- Ratua Location in West Bengal, India Ratua Ratua (India) Ratua Ratua (Asia)
- Coordinates: 25°12′00″N 87°55′39″E﻿ / ﻿25.2001°N 87.9274°E
- Country: India
- State: West Bengal
- District: Malda

Population (2011)
- • Total: 5,498

Languages
- • Official: Bengali
- • Additional official: English
- Time zone: UTC+5:30 (IST)
- PIN: 732205
- STD/ Telephone code: 03513
- Lok Sabha constituency: Maldaha Uttar
- Vidhan Sabha constituency: Ratua
- Website: malda.nic.in

= Ratua =

Ratua is a town in the Ratua I CD block in the Chanchal subdivision of Malda district in the state of West Bengal, India.

==Geography==

===Location===
Ratua is located at .

===Area overview===
The area shown in the adjacent map covers two physiographic regions – the Barind in the east and the tal in the west. The eastern part is comparatively high (up to 40 metres above mean sea level at places) and uneven. The soils of the eastern region are “hard salty clays of a reddish hue and the ground is baked hard as iron.” It lies to the east of the Mahananda River. The area lying to the west of the Mahananda River, the tal, is a flat low land and “is strewn with innumerable marshes, bils and oxbow lakes.” The tal area is prone to flooding by local rivers. The total area is overwhelmingly rural. There are two important historical/ archaeological sites in the area – Pandua and Jagjivanpur.

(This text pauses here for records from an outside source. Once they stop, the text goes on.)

Issue #10761, opened 2026-03-25
Add task count labels to contacts list


dianabarsan:
**Is your feature request related to a problem? Please describe.**
Sometimes users use the contacts tab, and the contacts list to navigate through their daily workflow. Currently contacts are sorted alphabetically and only the name is displayed. 
With UHC enabled, the number of household visits within the current month is also displayed. 

**Describe the solution you'd like**
Similar to UHC, where we add count of household visits to the contact RHS list, a similar feature where we display the number of tasks (or due tasks) has come up as being helpful. 
Like UHC, when this is enable, the user should be able to also sort the contacts based on the number of tasks. 

Mentioning that this should only be applied to households (leaf type places) where we already display a list of household tasks in the detail page. 

**Additional context**
Came up as a community suggestion through @JenniferMuli .

sh1vam31:
Hi @dianabarsan, @andrablaj 

I would love to tackle this feature! I plan to look into how the UHC household visits are currently calculated and displayed in the RHS list, and replicate that pattern to extract and display the active task count for leaf-type places (Households). 

Could I please be assigned to this?

subalkum:
hey @andrablaj i would love to contribute

andrablaj:
@sh1vam31 are you still planning to work on this issue?

sh1vam31:
> [@sh1vam31](https://github.com/sh1vam31) are you still planning to work on this issue?

Hi @andrablaj,
I’m currently stuck with another issue and won’t be able to continue working on this for now. 
Please assign it to someone else. 
Thanks!

CodeBySayak:
hi @dianabarsan, @andrablaj i want to work on this feature, I explored how the UHC household visits are currently calculated and displayed in the RHS list, and replicate that pattern to extract and display the active task count for leaf-type places. Can i work on this?

rshandilya-02:
Hi @dianabarsan  @andrablaj  , want to work on this task , can you assign it to me ?

andrablaj:
@subalkum are you still planning to work on this issue? If not, please let us know so we can assign it to someone else. Thanks!

Keerti707:
Hi @dianabarsan @andrablaj  I would like to work on this issue!!
[...]

PR #10983, opened 2026-05-04
fix(#11097): apply fallback sorting when contacts_default_sort is unset

### LINKED ISSUE #11097: Contacts list does not apply fallback sorting when contacts_default_sort is unset
## Describe the bug

When `contacts_default_sort` is not configured, the contacts list does not consistently apply a fallback/default sorting behavior.

The contacts component currently depends on the configured value from `getContactsDefaultSort(settings)`, but when the setting is unset or missing, the list can fall back inconsistently instead of explicitly defaulting to the standard contacts ordering behavior.

## Steps to reproduce

1. Remove or unset `contacts_default_sort` from settings
2. Open the contacts list
3. Observe the contacts ordering behavior

## Expected behavior

The contacts list should apply a stable default sorting behavior even when `contacts_default_sort` is not configured.

## Proposed solution

Apply an explicit fallback/default sort value when `contacts_default_sort` is undefined so the contacts list behavior remains consistent.

Keerti707:
This PR fixes the issue where contacts were not sorted when `contacts_default_sort` was not defined in settings.

Previously, sorting was only applied when `getContactsDefaultSort(settings)` returned a truthy value, which caused the sorting logic to be skipped when the setting was missing,and so :

This change applies a fallback 'default' in the component when no value is provided which like ensures that the contacts are always sorted consistently.

No changes were made to `UHCSettingsService` to preserve its existing behavior as defined by current tests.

Closes #11097

# Code review checklist

- [x] Readable
- [x] Tested
- [x] Backwards compatible
- [x] AI disclosure

AI assistance was used for guidance, debugging, and understanding the codebase, but all changes were reviewed and verified manually!!


Keerti707:
Hey!!
Are there any changes that need to be done in this PR..I am confirming since it has been in review for some time now!
I would be glad to make the required changes and needed better amends so please guide me through it if needed!

andrablaj:
@sugat009 would you be available to review this PR?

sugat009:
@Keerti707, it looks like there might be a mix-up with the linked issue. Ticket #10761 focuses on task count labels, but this PR addresses contact sorting. Could you double-check if this was the intended issue?

Keerti707:
Thanks for catching this @sugat009.

You are right, I mixed up the linked issue here. This PR currently addresses the contacts default sorting fallback, but #10761 is about adding task count labels to the contacts list.

I’ll update this by either removing the incorrect `Closes #10761` reference and linking the correct issue if one exists, or I’ll close this PR and open a fresh PR specifically for #10761 with the task count label implementation.

Sorry for the confusion, and thank you for reviewing!

Keerti707:
This PR is now scoped only to the contacts default sorting fallback behavior and is no longer linked to #10761.

andrablaj:
@Keerti707 can you please update the PR title and assign it to the correct issue? Thanks!

Keerti707:
Thanks @andrablaj , I’ll update the PR title and align the implementation with #10761 by adding task count labels to the contacts list and sorting support for task counts.

andrablaj:
@Keerti707 the code in this PR needs to match the issue it solves, which is not https://github.com/medic/cht-core/issues/10761. Please link this code to the specific issue it solves. Thanks!

Keerti707:
Thanks @andrablaj  for clarifying. I created #11097 for the default contacts sorting fallback issue and will link this PR to that issue instead of #10761.

sugat009:
Hey @Keerti707 , leaving some notes and a question on this change.

On my read, the bug described in the issue doesn't really exist on master. `contacts.component.ts` declares `defaultSortDirection = 'alpha'` and `sortDirection = this.defaultSortDirection` as field initializers (lines 79, 80), so when `contacts_default_sort` is unset, `sortDirection` is already `'alpha'` after init. Downstream, `isSortedByLastVisited()` is the only semantic check on the value (`=== 'last_visited_date'`), so anything else falls through to alphabetical sort. Master already applies that fallback.

What this PR changes is `sortDirection = 'default'` (instead of `'alpha'`) when `lastVisitedDateExtras = true` and the setting is unset. Two issues:

1. `sort-filter.component.html` highlights options only for `'alpha'` and `'last_visited_date'`. There's no branch for `'default'`, so the "Sort by name" option loses its selected highlight on a fresh load when no admin config is set.
2. `'default'` isn't a documented value for `uhc.contacts_default_sort` (docs list `'alpha'` and `'last_visited_date'` only), and it isn't wired up anywhere else.

The compile CI is also failing on this exact behavior. Two existing tests in `contacts.component.spec.ts` (lines 616 and 656) both assert `sortDirection === 'alpha'` and now see `'default'`. Those failures are catching the regression, not flakes.

Questions:
1. Could you share a short screen recording of the misbehavior you observed?
2. Did you run karma locally with this change before pushing? The CI failures will need to be addressed before merge.

Happy to be wrong if I'm missing context.

Keerti707:
Thanks for the detailed explanation @sugat009 , it makes sense to me now

I completely missed that `sortDirection` already falls back to `alpha` through the existing initialization logic, and that the only special handling is for `last_visited_date`. I was treating the unset case as a missing fallback when it was actually already working correctly on master.

You're also right about `default` not being a valid/documented value and the regression it causes in the sort filter state. I checked the failing tests after your comment and they’re correctly catching that behavior.

I don’t have a proper reproduction or screen recording for an actual bug here, so I’ll revert the change and close this out rather than keep an invalid fix open.

Really appreciate the clear breakdown here, it helped me understand the flow much better.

Note: The map alongside presents some of the notable locations in the area. All places marked in the map are linked in the larger full screen map.

==Civic administration==
===Police station===
Ratua police station under West Bengal police has jurisdiction over Ratua I CD block.

===CD block HQ===
The headquarters of Ratua I CD block is at Ratua.

==Demographics==
According to the 2011 Census of India, Ratua had a total population of 5,498, of which 2,850 (52%) were males and 2,648 (48%) were females. Population in the age range 0–6 years was 800. The total number of literate persons in Ratua was 3,053 (64.99% of the population over 6 years).

==Transport==
Ratua is on National Highway 131A/ State Highway 10 (partly common route).

Well connected to the district town Malda with regular Bus & Minibus Services. You can also get a bus for Kolkata at Evening.

The nearest railway station is located at Samsi. It is well connected to Kolkata, Delhi, Siliguri, Katihar with various express train.

==Healthcare==
Ratua Rural Hospital at Ratua (with 30 beds) is the main medical facility in Ratua I CD block. There are primary health centres at Debipur (with 10 beds), Mahanandatola (with 10 beds) and Samsi (with 10 beds).